PR #2373, opened 2018-03-16
Fix CI for node < 8

kassens:
Thanks @alloy for noticing that https://github.com/facebook/relay/commit/0d24a725c7ad5e2414e755c5ab47850fb85b824c broke CI.  The reason is that node < 8 does not support trailing commas for function calls which prettier adds in our configuration. This should fix it.


alloy:
Thanks! 👍

PR #2374, opened 2018-03-17
Track fragments on connections that yield no edges

wbyoung:
Like connections that return `null`, tracking the fragment is necessary in order to properly generate future queries that affect the connection since traversal of the edges is not generating details on split queries and tracking those individually.

Here's [a bit of code that demonstrates what problem this is solving](https://gist.github.com/wbyoung/f4ef16828ea1f4b0071bcf3eb27335e5) that runs against a simple backend w/ the idea of a `List` model that has an `owner` among other fields. Hopefully the idea of the schema that it's running against and the code itself is pretty self explanatory. This is intended to demonstrate the issue w/ a minimal amount of code — in reality this situation came up when changing between different components/queries being rendered as the user navigates between pages in an app.


yuzhi:
Thank you for your pull request. However, it's been a while since Relay Classic has be deprecated. We are not planning on making any further changes for it. Our experiences showed that diff queries were inefficient and can delay requests by several hundred ms and make the query signficantly longer. Please consider upgrading to Relay Modern.

PR #2382, opened 2018-03-22
Fixed comment

dminkovsky:


kassens:
Thanks, I think we used to dedupe on cursers in classic.

PR #2386, opened 2018-03-28
(RelayModernEnvironment) Verify can normalizePayload before `do`

### LINKED ISSUE #2385: [Modern] QueryRenderer fetch operation throws uncaught error
It looks like in `1.5.0` (https://github.com/facebook/relay/commit/f76f12a56b2ed7486b8d4a0ce5d8efdf206c2b9a), `relay-runtime` introduced a bug that manifests as an uncaught exception when handling a Query response that contains GraphQL errors.

```
RelayObservable.js:644 Uncaught Error: No data returned for operation `MyQuery`, got error(s):
HAHA!
```

The root cause looks to be that `normalizePayload` throws errors, and moving that call from the observable `map` call (which handles errors), to a sink (which doesn't handle errors) prevents relay from catching and handling those errors when thrown.

ajhyndman:
Fixes #2385

I suspect there's a much nicer solution to this, but I thought it was worth starting somewhere.

I'm also not sure how to add test assertions to highlight the behaviour, but this does demonstrate a working fix.

### DIFF
--- a/packages/relay-runtime/store/RelayModernEnvironment.js
+++ b/packages/relay-runtime/store/RelayModernEnvironment.js
@@ -193,6 +193,10 @@ class RelayModernEnvironment implements Environment {
     let optimisticResponse;
     return this._network
       .execute(operation.node, operation.variables, cacheConfig || {})
+      .map(executePayload => {
+        normalizePayload(executePayload);
+        return executePayload;
+      })
       .do({
         next: executePayload => {
           const responsePayload = normalizePayload(executePayload);


packages/relay-runtime/store/RelayModernEnvironment.js
```diff
@@ -192,6 +192,10 @@ class RelayModernEnvironment implements Environment {
     let optimisticResponse;
     return this._network
       .execute(operation.node, operation.variables, cacheConfig || {})
+      .map(executePayload => {
+        normalizePayload(executePayload);
```
sibelius: won't this cause 2 normalizePayload on `executePayload`?

ajhyndman: Yep, that's true.

The first one is being used as validation and is not actually returned, so in the case that we need the value normalized, we have to run it again.  There would certainly be more drastic refactors possible, if anyone wants to suggest something.

I was just aiming for a minimal, low-risk change that definitely fixed the error.

josephsavona:
Thanks for the PR. We're open to changes but are cautious about changes to core that can affect correctness, performance, etc - having a duplicate normalization here isn't tenable from a perf perspective. Thankfully, in the meantime we've significantly refactored the query execution & normalization flow since this was posted, and are catching errors thrown by normalization.

PR #2397, opened 2018-04-06
Allow connection records with no filter calls to invoke getRangeBehavior

bttf:
If a connection record has no filter calls, we are never able to invoke `getRangeBehavior` when handling `RANGE_ADD` from a mutation

I have a use case where I've set `rangeBehavior` to a function that returns `'prepend'` to all calls, regardless of arguments. This in conjunction with the fact that we fetch connections just for connection fields (`total`) in some places, without fetching edges.

It would be nice if all connection records could call getRangeBehavior regardless

screen shot 2018-04-05 at 6 02 11 pm


sibelius:
can you migrate to relay modern?

relay classic is not under development anymore

PR #2401, opened 2018-04-06
[docs] remove clientMutationId and Relay Mutation spec

kassens:
RelayModern has no requirements on mutations beyond the general mutation specs. Specifically, the additional requirements that are no longer required are:

- `clientMutationId` (even RelayClassic only required this because of FB internal reasons)
- `$input` objects, with RelayModern the input to mutations can come either as one big object or multiple mutation arguments.


robrichard:
@kassens there is one bug that some people have been using `clientMutationId` to work around. I have the details in my PR: https://github.com/facebook/relay/pull/2349

kassens:
Now that #2349 finally landed, I think we're ready for this too!

julioxavierr:
@kassens 

I saw this in breaking changes for v8:
```
Mutations are committed to unique root ids #2349. In mutation updaters, fields in the mutation will no longer be available in the store root returned from store.getRoot. Usages like store.getRoot().getLinkedRecord('create_comment_mutation') will break.
```

Will usages like `store.getLinkedRecord('create_comment_mutation')` also break?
===
WORK TASK.
Each line in the listing above from the one containing "Thanks @alloy for" through the one containing "Like connections that" should be repeated exactly, and no other line.

EXERCISE SOLUTION.
Thanks @alloy for noticing that https://github.com/facebook/relay/commit/0d24a725c7ad5e2414e755c5ab47850fb85b824c broke CI.  The reason is that node < 8 does not support trailing commas for function calls which prettier adds in our configuration. This should fix it.


alloy:
Thanks! 👍

PR #2374, opened 2018-03-17
Track fragments on connections that yield no edges

wbyoung:
Like connections that return `null`, tracking the fragment is necessary in order to properly generate future queries that affect the connection since traversal of the edges is not generating details on split queries and tracking those individually.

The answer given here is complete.